I might add many similar facts to the above interesting observations. The mass of evidence existing on the subject establishes beyond all doubt that patients have been thrown into trances by persons who have previously mesmerised them in the common way, at distances which seem to preclude the idea of any physical agent having been the medium of communication between the two parties. The operation seems to have been in those instances mental. Then how is such a result to be explained?—or by what expression can it be brought to tally with the principles I am endeavouring to substantiate? I shape the answer thus:—

The first step is ordinary mesmerising; in other words, the operator directs an Od-current upon the patient, the Od in whose system is thereby disturbed; and initiatory trance ensues as the consequence.

Secondly, The mind of the patient thus entranced enters into relation with, or is attracted towards, the mind or person of the mesmeriser. I remember witnessing a most decisive instance in which the operation of this attraction was singularly manifested. The place was Dr. Elliotson’s waiting-room; the patient, a young man whom Mr. Simpson had entranced. Mr. Simpson then moved about the room, standing still at several points in it in succession. The young man seemed attracted towards Mr. Simpson, to whom he drew near each time he stopped; then he pressed against Mr. Simpson, jostling him out of his place, which he planted himself in—his countenance bearing an expression of huge delight at what he had achieved. But in half a minute he began to look anxious and uneasy; and again—his eyes being shut all the while—he set off in search of Mr. Simpson, and repeated the same scene. There exists, it would appear, an attraction between the (mind of the?) entranced person and (that of?) his mesmeriser, or (that of?) any other person with whom the entranced person has secondarily come into relation.

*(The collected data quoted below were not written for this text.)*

PR #202, opened 2026-01-05
[SECRES-3526] Add a verifier for recently created packages

### LINKED ISSUE #180: Add optional warning to bypass if a package was released less than X hours ago
... could be a good setting to have, similarily to the [minimumReleaseAge](https://pnpm.io/settings#minimumreleaseage) setting of pnpm.

ikretz:
This PR adds a new default verifier to SCFW that warns on recently created packages:

```bash
$ SCFW_PACKAGE_MINIMUM_AGE=876000 scfw run npm install react
Package react@19.2.3:
  - Package react was created less than 876000 hours ago: treat new packages with caution
```

The environment variable `SCFW_PACKAGE_MINIMUM_AGE` allows the user to configure an integer number of hours expressing the minimum age they require packages to have, that is, the number of hours since package creation that they deem safe.  One day (24 hours) is used by default.  If a package was created (i.e., published to its package registry for the first time) less than this number of hours ago, a warning to this effect is raised.

Adding this verifier provides an additional level of protection to SCFW users against supply-chain attacks: all things being equal, recently-created packages are generally unvetted and should be treated with a greater deal of initial skepticism before being installed.

Other changes include:
* Update dev dependencies to the most recent major versions

Closes #180

### DIFF
--- a/scfw/verifiers/age_verifier/__init__.py
+++ b/scfw/verifiers/age_verifier/__init__.py
@@ -45,7 +45,6 @@ class PackageAgeVerifier(PackageVerifier):
                 user_minimum_age = int(m)
                 if user_minimum_age < 0:
                     raise ValueError("Minimum age cannot be negative")
-
                 minimum_age = user_minimum_age
             except Exception:
                 _log.warning(


scfw/verifiers/recency_verifier/__init__.py
```diff
@@ -0,0 +1,119 @@
...
+        """
+        try:
+            match package.ecosystem:
+                case ECOSYSTEM.Npm:
+                    creation_datetime_utc = npm.get_creation_datetime_utc(package.name)
+                case ECOSYSTEM.PyPI:
+                    creation_datetime_utc = pypi.get_creation_datetime_utc(package.name)
+
+            if datetime.now(tz=timezone.utc) - creation_datetime_utc < self.tolerance:
+                tolerance_hours = int(self.tolerance.total_seconds()) // 3600
```
sobregosodd: didn't know about `//` cool

scfw/verifiers/age_verifier/npm.py
```diff
@@ -0,0 +1,37 @@
...
+    Returns:
+        A UTC `datetime` representing the creation date of `package_name` on npm.
+
+    Raises:
+        requests.HTTPError: Failed to query the npm registry.
+        requests.exceptions.JSONDecodeError: Failed to parse query response as JSON.
+        RuntimeError: Package metadata missing required fields.
+        ValueError: Creation timestamp does not have the expected format.
+    """
+    r = requests.get(f"https://registry.npmjs.org/{package_name}")
```
sobregosodd, line 26: maybe we need to have some sort of cache for this

scfw/verifiers/age_verifier/pypi.py
```diff
@@ -0,0 +1,51 @@
...
+
+    Raises:
+        requests.HTTPError: Failed to query the PyPI registry.
+        requests.exceptions.JSONDecodeError: Failed to parse query response as JSON.
+        RuntimeError:
+            * Package metadata missing required fields.
+            * No upload timestamps found in package metadata.
+        ValueError: Creation timestamp does not have the expected format.
+    """
+    r = requests.get(f"https://pypi.org/pypi/{package_name}/json")
```
sobregosodd, line 28: same here

sobregosodd (approved):

README.md
```diff
@@ -17,6 +17,7 @@ By default, Supply-Chain Firewall includes verifiers for the following data sour
 
 - Datadog Security Research's public [malicious packages dataset](https://github.com/DataDog/malicious-software-packages-dataset)
 - [OSV.dev](https://osv.dev) advisories, both for malicious packages as well as vulnerabilities
+- Package registry metadata, warning when an installation target was created very recently
```
sobregosodd: Let's show the default here. 
Also don't we need to show the env variable somewhere in the readme?

ikretz: We have a whole bunch of configuration options for these verifiers now, too many to include in the README probably.  I have a generic note about "please refer to the API documentation" a couple lines down from here for full details on the options.

ikretz: Mentioned default tolerance to README in [b14dcd2](https://github.com/DataDog/supply-chain-firewall/pull/202/commits/b14dcd24fb57d4dd449d46ad3be6a7cb8c985dea)

scfw/verifiers/age_verifier/pypi.py
ikretz: See previous thread on caching.

scfw/verifiers/age_verifier/npm.py
ikretz: Caching is tough to get right for this because packages might be deleted and recreated.

When a package is deleted, its name goes back into circulation to be used again.  Each time a name is reused, we have to invalidate the cache and update the creation time.  But, since deletions and recreations can happen at any time, unless we check with the registry on every single request, we risk using an invalid creation date read from cache.  But then this defeats the purpose of caching.

All that said, package deletions are pretty rare events, but I'm not sure how to do caching in a way that accounts for deletions/recreations in a safe way.

sobregosodd: Let's think this through, maybe not in this PR. 
Options:
- We can use the E-Tag like we do for the manifest.json
- We can just invalidate cache if got it just a few days ago (e.g: 2 days), this would prevent the tool from rapidly requesting several times the same json, IMO is the more likely event. (if i try to install requests and it fails for whatever reason, i will retry in a few secs)
- We can store the cache in `package@version` format, so if `package@another_version` is requested cache will miss.

scfw/verifiers/age_verifier/__init__.py
```diff
@@ -0,0 +1,119 @@
...
+        too recent based on a user-configurable tolerance.
+
+        Args:
+            package: The `Package` to verify.
+
+        Returns:
+            A list containing a single `WARNING` finding if `package` is deemed to have
+            been created too recently, otherwise an empty list.
+        """
+        try:
```
sobregosodd, line 91: should we add a way / setting value here to disable this check?

scfw/verifiers/age_verifier/npm.py
ikretz: I hadn't thought of using the E-Tag for the metadata itself.  That seems like a promising approach.
Agree that we should revisit this in a subsequent PR.

scfw/verifiers/age_verifier/__init__.py
ikretz: I think we should opt-in users for this verifier by default.

The out-of-the-box settings (warn when a target is < 1 day old) are very conservative and, in that case, the warnings are of legitimate interest.

Down the road, I have plans to allow users to select and deselect verifiers on the command line by name, and at that time, they can opt out of this verifier, if desired.

Another, admittedly hacky, way to opt out right now is to set `SCFW_PACKAGE_RECENCY_TOLERANCE = 0`.

sobregosodd: Yes, but the `get_creation_datetime_utc` will execute and therefore the json request fetches

ikretz: Right, that's what we call per package verification.  I might not be following what you mean by "disable this check."

scfw/verifiers/age_verifier/__init__.py
```diff
@@ -0,0 +1,119 @@
...
+            match package.ecosystem:
+                case ECOSYSTEM.Npm:
+                    creation_datetime_utc = npm.get_creation_datetime_utc(package.name)
+                case ECOSYSTEM.PyPI:
+                    creation_datetime_utc = pypi.get_creation_datetime_utc(package.name)
```
sobregosodd, line 96: I PREFER here instead,
```suggestion
            match package.ecosystem:
                case ECOSYSTEM.Npm:
                    verifier = npm
                case ECOSYSTEM.PyPI:
                    verifier = pypi
            creation_datetime_utc = verifier.get_creation_datetime_utc(package.name)
```

scfw/verifiers/age_verifier/__init__.py
sobregosodd: Sorry, I mean, IMO we should add a top most condition saying:
```
if self.tolerance == 0: return []
```
So we don't waste time doing pointless `get_creation_datetime_utc`

ikretz: Ahh!  Gotcha, great idea.  Added in [4fd606c](https://github.com/DataDog/supply-chain-firewall/pull/202/commits/4fd606c796afbe9af0cc8e62ea8e93b316c645c9).

scfw/verifiers/age_verifier/__init__.py
ikretz: But then the the functions are required to have the same name.  Which we could take care to ensure, but it's an extra constraint that we don't really need.

ikretz: We could do:

```python
match package.ecosystem:
    case ECOSYSTEM.Npm:
        get_creation_datetime_utc = npm.get_creation_datetime_utc
    case ECOSYSTEM.PyPI:
        get_creation_datetime_utc = pypi.get_creation_datetime_utc

creation_datetime_utc = get_creation_datetime_utc(package.name)
```
?

sobregosodd: is just a preference, go with whatever your heart says

PR #258, opened 2026-04-15
[SECRES-4731] Minimum age verifier looks at release instead of creation dates

ikretz:
This PR enhances the package minimum age verifier to include the specific version number in its analyses.  Now, the particular release publication date is analyzed instead of the package absolute creation date.  This is being done to enhance the utility of this verifier against instances of package takeover such as the recent [axios](https://github.com/axios/axios/issues/10636) compromise.

Other changes include:

* Add matrix tests for the latest npm releases


scfw/verifiers/age_verifier/pypi.py
```diff
@@ -8,42 +8,39 @@
...
-            upload_timestamp = metadata.get("upload_time_iso_8601")
-            if not upload_timestamp:
-                continue
+    release_datetimes = set()
+    for metadata in release_metadata:
+        if (release_datetime := metadata.get("upload_time_iso_8601")):
+            release_datetimes.add(datetime_parser.parse(release_datetime))
 
-            upload_datetimes.add(datetime_parser.parse(upload_timestamp))
+    if not release_datetimes:
```
tesnim5hamdouni, line 43: Are there cases where release dates aren't present? is there a better way to gracefully handle their absence (only raise a warning but continue the execution?)

tesnim5hamdouni (approved):
lgtm, left a question

scfw/verifiers/age_verifier/pypi.py
ikretz: It _should_ not ever happen, but if it did, we raise an error here and it gets converted into a logged warning in `verifiers/age_verifier/__init__.py`, so it's non-fatal.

Then, thirdly, It may be presumed that, in phenomena which are purely mental, space and distance go for nothing. But if this supposition be admitted, it would be as easy for a mesmeriser to entrance by a mental effort a sensitive and habituated patient at a hundred miles off as at the end of the same room. The phenomenon thus viewed is wholly exoneural. The one mind is supposed to be actually sensitive to the influence of the other. Each of the two minds, though in different degrees, energizes, it may be imagined, beyond its bodily frame. And the mind of the patient feels the force of the mesmeriser’s will acting upon it, and slips as it were at once, by the accustomed track, out of the normal into the abnormal psychico-neural relation.

Still I cannot get rid of a lurking notion that, in the phenomena last considered, the Od-force contributes an element of physical or physico-dynamic influence. For, putting for the moment aside the idea of mental action, what is to prevent two living bodies, that may be in Od-relation, or in exact Od-unison, from physically influencing one another at indefinite distances?

IX. Trance-Diagnosis

IX. Trance-Diagnosis.—From Boppard, where I was residing in the winter of 1845-6, I sent to an American gentleman residing in Paris a lock of hair, which Col. C—, an invalid then under my care, had cut from his own head, and wrapped in writing-paper from his own writing-desk. Col. C—was unknown even by name to this American gentleman, who had no clue whatever whereby to identify the proprietor of the hair. And all that he had to do and did was to place the paper, enclosing the lock of hair, in the hands of a noted Parisian somnambulist. She stated, in the opinion she gave on the case, that Col. C—had partial palsy of the hips and legs, and that for another complaint he was in the habit of using a surgical instrument. The patient laughed heartily at the idea of the distant somnambulist having so completely realized him.